DFs are restricted to high investment buildings whose developers and/or tenants are directly interested in obtaining additional benefits, such as: higher productivity, “green” architectural image, reduced operating costs, etc.. To accomplish this, integrated facade design, as described, must be implemented. A poorly designed or “stick on” DF can be harmful for the building performance.
A promising application for DFs in south America is effective solar protection, with shading devices in the interstitial space, protected from external weather and separated from the “inner” thermal facade, to effectively reduce cooling loads.
At first sight, DFs seem a high-tech, far too sophisticated item for a southamerican building. On closer view, some DF types use the same components as regular facades, in an innovative way. Innovation usually means: a greater effort in terms of time and money.

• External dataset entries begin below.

PR #86, opened 2017-08-01
Remove all implicit panics from using a string key in HeaderMap

seanmonstar:
- Splits `HeaderMapKey` into `IntoHeaderName` and `AsHeaderName`.
- `IntoHeaderName` is a bounds on `insert` and `append`. It is only
  implemented for `HeaderName` and `&HeaderName`, since those are
  infallible conversions, so `insert`/`append` won't panic, nor do they
  need to change to return a `Result`.
- `AsHeaderName` is the bounds on `get`, `get_mut`, `contains_key`, etc.
  Any method that is just used for searching. The trait is implemented
  for `HeaderName` and for `str` variants, but they no longer panic on
  invalid string names. It simply returns `None` as the illegal header
  clearly is not in the map.
- `entry` has been changed because of this. The reason to use `entry` is
  to prevent unnecessary work if the key already exists in the map. So,
  it has a `AsHeaderName` bounds, to allow the searching to use a `&str`
  without having to allocate a `HeaderName`. If not found, and the string is
  valid, then it can allocate and insert. Because the parsing can fail,
  `entry` now returns a `Result<Entry<T>, InvalidHeaderName>`.

This also makes a possible controversial change: it removes public
export of these traits. The reason: We don't want anyone to actually
name this trait. We want to able to change the trait around as needed.
This can include the name of the traits.

The downside to not exporting them is that rustdoc won't document it,
and so people who really want to dig in the docs won't be able to find
what types concretely implement these traits.

The downside can be alleviated by updating the docs otherwise, or with a
change in rustdoc.

-----

This is a different attempt of fixing #72. The first version can be seen at #84.

### DIFF
--- a/src/header/map.rs
+++ b/src/header/map.rs
@@ -1,11 +1,13 @@
-use super::name::{HeaderName, HdrName};
-use self::sealed::Sealed;
+use super::name::{HeaderName, HdrName, InvalidHeaderName};
 
 use std::{fmt, mem, ops, ptr, vec};
 use std::collections::hash_map::RandomState;
 use std::hash::{BuildHasher, Hasher, Hash};
 use std::iter::FromIterator;
 use std::marker::PhantomData;
+
+pub use self::as_header_name::AsHeaderName;
+pub use self::into_header_name::IntoHeaderName;
 
 /// A set of HTTP headers
 ///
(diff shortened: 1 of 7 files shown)


seanmonstar:
I've updated this still allow `&HeaderName` for `insert` and `append`, and other changes. I've updated the original comment to better reflect all the changes.

carllerche:
To be a bit more explicit, when inserting a header using `&str`, `insert` will always require a conversion/allocation even if the map already contains the key. To avoid this conversion / allocation, the `entry` API must be used.

(still reviewing).

carllerche:
Another impact of this change would be that `HeaderMap` is no longer a drop-in replacement for `HashMap<HeaderName, T>`. Up until now, `HeaderMap` has been a superset of the `HashMap` API. This adds a deviation (`entry(...) -> Result<...>`).

carllerche:
Should `AsHeaderName` be implemented for `&'static str`? We've previously accepted panics when supplying static values to a conversion. It would also be a shame to lose the ergonomics of being able to use static strings...

I also think the docs for `AsHeaderName` and `IntoHeaderName` should be visible (aka, the traits should be exported). `Sealed` prevents external implementations. Otherwise, there is no way to see what types you can pass in as a key for `HeaderMap`.

seanmonstar:
> Should `AsHeaderName` be implemented for `&'static str`?

`AsHeaderName`  was implemented for `&'a str`, as it that trait is used for just lookups.

I had felt earlier as well that `IntoHeaderName` for `&'static str` seemed fine, since the same reasoning as `HeaderValue::from_static` applies: it is programmer error to use a static string that is an invalid header name, and so fine to panic. I've added that impl in.

> I also think the docs for AsHeaderName and IntoHeaderName should be visible.

I've done another shuffle so that these traits are publicly exported as `http::header::{AsHeaderName, IntoHeaderName}`, but their methods are on internal `Sealed` traits, so the function signatures aren't exposed.

seanmonstar:
I just pushed a change to change all `&K where K: AsHeaderName` to `K`. This follows the pattern of std, where arguments that are `AsRef<Something>` as taken by value. Now things like this are both possible: `map[HOST]` and `map.get("host")`.

alexcrichton:
This all sounds great to me! I personally think it's ok to deviate from `HashMap`, that's why it's a separate type!

carllerche:
I fixed the merge conflicts.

In the local current economic scenarios we have in the region of depression and very low investments in almost every field (Industry, infrastructure, real estate, I+D, even education, etc), it is difficult to imagine such an innovative, and time and money consuming solution for a building. At the present time, the construction industry, in general, deals with very low budgets, and at the same time very low quality expectations . The lack of “market reasons” to produce an “extra special” energy-saving building, as explained, makes a DF solution difficult to imagine in the near future.
Given the possibility of a regional economic overhaul in the mid- or long-term, the five issues addressed in this paper (Climate, Integrated Design processes, Loads analysis, Culture and Economy, Construction) are a starting point to evaluate before, and during the implementation of a local DF.
ACKNOWLEDGEMNTS
This research was possible thanks to “Nueva Tec” program FADU-UBA. Special thanks to professors Silvia de Schiller and John Martin Evans.